La restitución del nieto 114, Ignacio Hurban (Guido Montoya Carlotto), pone en evidencia un vínculo esencial para la recuperación de la identidad: el de las Abuelas con la ciencia. Aquí, una breve historia sobre cómo se estableció el índice de abuelidad
Laura Carlotto parió engrillada y encapuchada. Estuvo cinco horas con su bebé. Antes de que se lo robaran, le susurró al oído: "Guido, como tu abuelo". Entonces la durmieron, la trasladaron y la mataron de espaldas. Treinta y seis años después, Estela de Carlotto se sentó en conferencia de prensa, miró de frente y anunció satisfecha: "Se cumplió lo que dijimos: ellos nos van a buscar".
Los genes y la cultura separaban a Ignacio Hurban de sus padres adoptivos. Cuando la duda se volvió insoportable, mandó un mail a las Abuelas de Plaza de Mayo. Se hizo los análisis y la sangre lo confirmó: era el nieto 114. Era Guido Montoya Carlotto. Él había buscado; la ciencia lo había encontrado.
Muchos años antes, las Abuelas habían entendido que sus hijos no volverían, que había que buscar a los nietos. Se escondían a la salida de las escuelas y se disfrazaban de enfermeras en los hospitales. Tomaban el té en Las Violetas y se exponían al desprecio en las comisarías. Se esperanzaban y se derrumbaban. Predicaban en el desierto: los diarios les cerraban la puerta, los jueces las echaban del despacho. La Argentina era un lugar claustrofóbico, así que salieron al mundo para buscar ayuda. Denunciaban las desapariciones y el robo de bebés, pero también pensaban en cómo saltar el eslabón perdido –sus hijos– para encontrar a sus nietos cuando volviera la democracia. Científicos de Francia, España, Italia y Suecia les dijeron que era imposible: las identificaciones se hacían con pruebas de paternidad.

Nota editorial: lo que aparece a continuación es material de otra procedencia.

PR #4201, opened 2026-01-22
refactor: change how `Break` works

### LINKED ISSUE #4185: Change the semantics of loop openings
As discussed before:

---

I have thought a bit more about the loop openings, this is the PR that introduced the current behavior
https://github.com/SciML/ModelingToolkit.jl/pull/3774/files
I think we could get an intuitive behavior by never having Break introduce a new input, it should instead reuse the input variable in the analysis point (which slightly confusingly is the array called outputs stored in the ap) and not assign any equation or default to this input, it has to be provided externally, unless it already had a default baked into the model.

This will break my usage in `ControlSystemsMTK.trajectory_ss` but I'm okay with that and the fix is for me to specify the broken inputs in the op, which is the behavior I want to have (which I already have commented out code to do https://github.com/JuliaControl/ControlSystemsMTK.jl/blob/master/src/ode_system.jl#L500). This would also solve the problem I wasted hours on a few days ago since I would get an error asking me to specify the value of the inputs in the broken connections, instead of automatically using the value derived from the initialization problem. The only remaining (reintroduced) issue is the case where I want to break the connection but actually keep the same op of the disconnected input as would have been there if the connection wan't broken (which is the current behavior). For that case, I would have to solve an initialization problem myself to find the op for the disconnected inputs, which sounds okay.

Ref: https://juliahub.slack.com/archives/D05J1SDSTNC/p1764670590577069

AayushSabharwal:
Close #4185

### DIFF
--- a/lib/ModelingToolkitBase/test/odesystem.jl
+++ b/lib/ModelingToolkitBase/test/odesystem.jl
@@ -1192,7 +1192,7 @@ end
     ps = zeros(8)
     setp(sys2, x)(ps, 2ones(2))
     setp(sys2, p)(ps, 2ones(2, 2))
-    @test_nowarn fn2(ones(4), 2ones(14), 4.0)
+    @test_nowarn fn2(ones(4), 2ones(length(ModelingToolkitBase.get_ps(sys2))), 4.0)
 end
 
 # https://github.com/SciML/ModelingToolkit.jl/issues/2969
@@ -1330,7 +1330,8 @@ end
         sys1, u + x + p[1:2]; inputs = [x...]
     )
 
-    @test obsfn(ones(length(unknowns(sys))), 2ones(2), 3ones(12), 4.0) == 6ones(2)
+    n_ps = length(ModelingToolkitBase.get_ps(sys1))
+    @test obsfn(ones(length(unknowns(sys))), 2ones(2), 3ones(n_ps), 4.0) == 6ones(2)
 end
 
 @testset "Passing `nothing` to `u0`" begin


lib/ModelingToolkitBase/test/analysis_points.jl
```diff
@@ -132,7 +132,7 @@ if @isdefined(ModelingToolkit)
 
     @testset "open_loop - $name" for (name, sys, ap) in test_cases
         open_sys, (du, u) = open_loop(sys, ap)
-        matrices, _ = linearize(open_sys, [du], [u])
```
baggepinnen, line 135: why was this change made? I hope it still works to pass an array?

lib/ModelingToolkitBase/test/analysis_points.jl
```diff
@@ -424,10 +424,8 @@ if @isdefined(ModelingToolkit)
         P_not_broken, _ = linearize(sys_inner, :u, :y)
         @test P_not_broken.A[] == -2
         P_broken, ssys = linearize(sys_inner, :u, :y, loop_openings = [:u])
```
baggepinnen, line 426: I would have expected this to error now when there is no value provided for `P_inner.input.u` in the operating point? Is there a initial condition for `P_inner.input.u` added automatically?

lib/ModelingToolkitBase/test/analysis_points.jl
AayushSabharwal: `du` is an array here. Passing an array is the intended API.

PR #4243, opened 2026-01-29
support jumps with Brownians

isaacsas:
Currently, jumps with Brownians neither give an error in mtkcompile, nor properly convert the Brownians to noise equations. This updates mtkcompile to convert them to noise equations while bypassing simplification (which currently does not support jumps). It also adds a check in the System constructor to ensure users don't pass both noise equations and Brownians.


isaacsas:
@AayushSabharwal I think this is good to go assuming the relevant tests pass. Given this modifies `_mtkcompile` it would probably be good for you to more closely review it though.

isaacsas:
Failing tests seem unrelated in InterfaceII.

PR #4251, opened 2026-01-31
fix symbol mappings in JumpProblem issue

isaacsas:
# Fix Symbol key conversion for JumpProblem with events

## Summary

When constructing a `JumpProblem` from a `System` with discrete or continuous events that have equational affects, Symbol keys in the operating point (e.g., `[:X => 1.0, :k => 0.5]`) failed to convert properly, causing a `TypeError`.

## Root Cause

In `ODEProblem`/`SDEProblem` construction, `operating_point_preprocess(sys, op)` is called inside `process_SciMLProblem` **before** `process_kwargs` calls `process_events`. This converts Symbol keys (e.g., `:X`) to Symbolic keys using the main system's symbol table.

However, `JumpProblem` called `process_events` directly with the original unprocessed `op`, bypassing this conversion. When `process_events` → `compile_equational_affect` created an `ImplicitDiscreteProblem` for the affect subsystem, it tried to convert Symbol keys using the **affect system's** symbol table, which doesn't contain all the main system's symbols. This caused Symbol keys to remain unconverted, leading to a `TypeError`.

## Fix

Add `operating_point_preprocess(sys, op)` before calling `process_events` in `JumpProblem`, making it consistent with `ODEProblem`/`SDEProblem`:

```julia
# preprocess op to convert Symbol keys to Symbolic using main system before passing
# to process_events (which may create ImplicitDiscreteProblems for affect subsystems)
op_processed = operating_point_preprocess(sys, op)
cbs = process_events(
    sys; callback, eval_expression, eval_module, op = op_processed, reset_jumps = true
)
```

## Testing

Added comprehensive tests for Symbol keys with events in JumpProblems:
- Pure discrete jump systems (MassActionJump) with discrete events
- ConstantRateJump systems with discrete events
- Hybrid ODE + jump systems with discrete events
- Multiple discrete events with Symbol keys
- VariableRateJump systems with discrete events
- Continuous events with Symbol keys

All tests verify both that construction succeeds (no TypeError) and that the events fire correctly.

### DIFF
--- a/lib/ModelingToolkitBase/src/problems/jumpproblem.jl
+++ b/lib/ModelingToolkitBase/src/problems/jumpproblem.jl
@@ -9,7 +9,7 @@
 
     has_vrjs = any(x -> x isa VariableRateJump, jumps(sys))
     has_eqs = !isempty(equations(sys))
-    has_noise = get_noise_eqs(sys) !== nothing
+    has_noise = get_noise_eqs(sys) !== nothing || !isempty(brownians(sys))
 
     if (has_vrjs || has_eqs)
         if has_eqs && has_noise
--- a/lib/ModelingToolkitBase/src/systems/system.jl
+++ b/lib/ModelingToolkitBase/src/systems/system.jl
@@ -326,6 +326,13 @@ struct System <: IntermediateDeprecationSystem
                 error()
             end
             N1 == Neq || throw(IllFormedNoiseEquationsError(N1, Neq))
+            if noise_eqs !== nothing && !isempty(brownians)
+                throw(ArgumentError(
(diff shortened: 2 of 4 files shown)


isaacsas:
@AayushSabharwal I think the fix here is complete assuming there isn't a misunderstanding of how operating point's should be used here. I marked it WIP as I just want to review the tests one last time tomorrow before merging (assuming the fix looks ok to you).

isaacsas:
@AayushSabharwal thanks for the review! I think this should be good to merge / release once tests pass. (I didn't actually change anything in the last commit, just updated to master for the other PR getting merged.)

En 1982, cuando Chicha Mariani (primera presidenta de Abuelas) y Estela (su vice) llegaron a Nueva York para contar lo que pasaba en la ONU, Víctor Penchaszadeh se reunió con ellas en un hotel de la Avenida Lexington. El genetista exiliado, que había soñado con el Hospital de Niños en el Sheraton Hotel, escuchó el pedido. Ansioso por invertir la carga de una ciencia asociada al nazismo de probeta, les contestó que sí. Reunió a sus colegas de la Universidad de Berkeley con Fred Allen –del Blood Center de Nueva York– y con un equipo de estadísticos, epidemiólogos y matemáticos, coordinados por la genetista Mary-Claire King, y se cargó el desafío: determinar la filiación de un niño con la sangre de sus abuelos. En 1983 les dijeron a Chicha y Estela: "Sí, es posible. Y sí, es infalible".El "índice de abuelidad" se armó primero para los cuatro abuelos, después para tres, después para familiares menos directos. Terminaba la dictadura y empezaban los ensayos en el país.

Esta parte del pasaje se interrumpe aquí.